While Ryan’s dream is to one day open a jazz club of his own, for now he is content with his radio show as a means to spread awareness of jazz.
Having listened to the radio as a result of having an older car that did not have a Bluetooth or AUX option, Ryan found value in it despite admitting that “commercial radio is terrible at this point.” In a time where we have unlimited access to music choices, that choice can be overwhelming. In Ryan’s view, radio can be an avenue to more focused listening, where hosts can curate music and allow people to explore new songs that they didn’t even know were out there, rather than listening to the same playlists over and over as we do on streaming services.
“I just kind of try to play a wide variety of jazz from everything that is very traditional, very well known, to something that’s very uncomfortable and dissonant because all of it should have some airtime. And I think eventually it would be great to get to a point where I could dedicate a whole program to one style or another. But for now, what I do is try to present a wide variety of interests within jazz.”
In the WRUW studio, which is plastered with all sorts of retro stickers and filled to the brim with new and old CDs and vinyls, Ryan beams with excitement as he shows me all the different aspects of his setup.
“I especially love bringing people down [to the studio] actually, because everyone’s amazed for the first 15 minutes. Then after that, they’re like, ‘Oh, wait, there’s nothing I can do or touch. This is kind of boring.’ But I like bringing people down.”
As he prepares for the night’s set, he pulls up all the requisite advertisements and promos that’ll go before he starts, along with the actual songs for the program.

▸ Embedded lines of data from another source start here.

PR #295, opened 2021-08-26
Config setting to add custom composite separator

### LINKED ISSUE #294: Default composite separator conflicts with spatial extension
While working with scheming, spatial, harvester, composite, and repeating extensions I noticed that the default separator of '-' for composite fields caused some problems. This was mostly due to the default field names in the spatial extension containing the same character. I had previously forked the composite extension and added a config setting to set the separator used on composite fields to a custom character.

Now that scheming supports this functionality directly I suggest adding a config setting to allow users to set the separator character to something other than a dash if needed.  Pull request https://github.com/ckan/ckanext-scheming/pull/293 addresses this suggestion.

fostermh:
While working with scheming, spatial, harvester, composite, and repeating extensions I noticed that the default separator of '-' for composite fields caused some problems. This was mostly due to the default field names in the spatial extension containing the same character. I had previously forked the composite extension and added a config setting to set the separator used on composite fields to a custom character.

Now that scheming supports this functionality directly I suggest adding a config setting to allow users to set the separator character to something other than a dash if needed. This pull request addresses this suggestion.

To use a custom separator character, add the `scheming.composite.separator` setting to your ckan.ini file.

Fix #294

### DIFF
--- a/README.md
+++ b/README.md
@@ -52,6 +52,9 @@ scheming.organization_schemas = ckanext.scheming:org_with_dept_id.json
 #
 # scheming.dataset_schemas = http://example.com/spatialx_schema.yaml
 
+#   The separator to use to flatten composite fields (repeating_subfields)
+scheming.composite.separator = |
+
 #   Preset files may be included as well. The default preset setting is:
 scheming.presets = ckanext.scheming:presets.json
 
--- a/ckanext/scheming/assets/js/scheming-multiple-text.js
+++ b/ckanext/scheming/assets/js/scheming-multiple-text.js
@@ -3,7 +3,7 @@ this.ckan.module('scheming-multiple-text', function($, _) {
   MultipleText = {
 
      multiple_add: function(field_name){
-      var fieldset = $('fieldset[name='+field_name+']');
+      var fieldset = $('fieldset[name=\"'+field_name+'\"]');
       let list = fieldset.find('ol')
       let items = list.find('li')
       var copy = items.last().clone();


ckanext/scheming/helpers.py
```diff
@@ -27,6 +27,9 @@ def lang():
     from ckantoolkit import h
     return h.lang()
 
+@helper
+def scheming_composite_separator():
+    return config.get('scheming.composite.separator','|')
```
ccancellieri, line 32: Probably it would be better to keep this setting as the default '-' and override if needed.
Could this affect existing schemas? If so we should mode this to the scheming yaml / json instead providing a per type setting.

ccancellieri:
I'm testing it with the spatial plugin, and apart few changes (check comments in pull req), it looks working.

ckanext/scheming/helpers.py
fostermh: good point about the default separator character. I have made that change. I don't think this will affect existing schemas, now that it is using the correct default separator char. A per field override is an interesting idea though. It would be a bit of work as everywhere the separator is used we would also need to check which field we are handling and check the schema. So far, my experience is that a global setting is meeting all our needs in cioos.

ccancellieri:
Hi so in short it's a very good Idea,
 I'm testing on my iso19115 and looks a good improvement.
 
 I've still a problem on subfields of type multifield.

That button was not working due to an issue with the new character on the js.

image

I'll send a pull req to you so you can integrate in this pull req.

ccancellieri:
here is it, just a supereasy fix to the js and a line in the documentation:

https://github.com/cioos-siooc/ckanext-scheming/pull/2

fostermh:
ok, I merged in your pull request. thanks for adding the README update. It seems the 2.9 tests are failing but I can't seem to get the tests to run locally. not sure what the issue is there.

ccancellieri:
I'm checking the error and it looks unrelated [#310], although I'm aligning the tests to better reflect the usage of the separator.

This patch looks good (tested, worked) and it's very useful when spatial is involved so thank you!

fostermh:
ok great. I think this is good to go then. Not sure who should review next and/or merge?

PR #299, opened 2021-09-13
replace usage of unicode with unicode_safe

### LINKED ISSUE #298: Replace usage of `unicode` in schemas and presets
This only affects current CKAN master (future 2.10) but flagging in advance

After https://github.com/ckan/ckan/pull/6048 was merged, trying to use a schema that uses builtin functions like `unicode` (py2) or `str` fails with:

```
E           TypeError: str cannot be used as validator because it is not a user-defined function
```

The example schema that this extension ships with, and some of the presets use some of these builtin validators/converters so we should replace them with the alternatives currently used in CKAN core (ie `unicode_safe`).

For previous versions of CKAN I think ckanext-scheming should provide its own copies of the validators, or include them in ckantoolkit.

TomeCirun:
Fix #298

### DIFF
--- a/README.md
+++ b/README.md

Starting with John Coltrane’s “Blue Train,” continuing with newer jazz such as Snarky Puppy’s “Portal,” returning to standards by Frank Sinatra and Tony Bennett and finally concluding with a series of Doris Long songs, Ryan is able to put together a diverse one-hour program. While most of his listeners, he admits, are not from CWRU but are primarily older Clevelanders, he doesn’t mind.
“We do a service for Cleveland that is constant, as in 24/7, 365, and really impacts a very large, broad range of the Cleveland population,” Ryan says. “[WRUW is] an institution that is not seeking money from the radio station. And it gives space for there to be experimental music, for music that is no longer played or is not yet played.
“As much as I’d like to do something noble, keeping something that’s very beautiful alive in some very small way, I don’t know how necessary that is. Because jazz has become a musician’s game; musicians love jazz, and they have maintained a community. It’ll probably always exist, the way that there will always be a classical music community. It just might seem declined, because it’s not as popular as it was in the ‘60s or earlier … It’ll probably always survive.”
As the promos begin to end and the time to start the set approaches, Ryan stands up from his chair, puts on his headphones, leans into the microphone and says, “Hello, and welcome back to Jazz Night on WRUW FM 91.1 Cleveland.” And just like that, the show begins.